TASK STATEMENT: Each line shown below should be copied exactly.

THE DATA START

PR #97, opened 2021-07-14
Reimplement plate draw tool, make it simpler and maintain continental shelfs

pjanik:
https://www.pivotaltracker.com/story/show/178804174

THE DATA END

EXERCISE OUTPUT:
PR #97, opened 2021-07-14
Reimplement plate draw tool, make it simpler and maintain continental shelfs

pjanik:
https://www.pivotaltracker.com/story/show/178804174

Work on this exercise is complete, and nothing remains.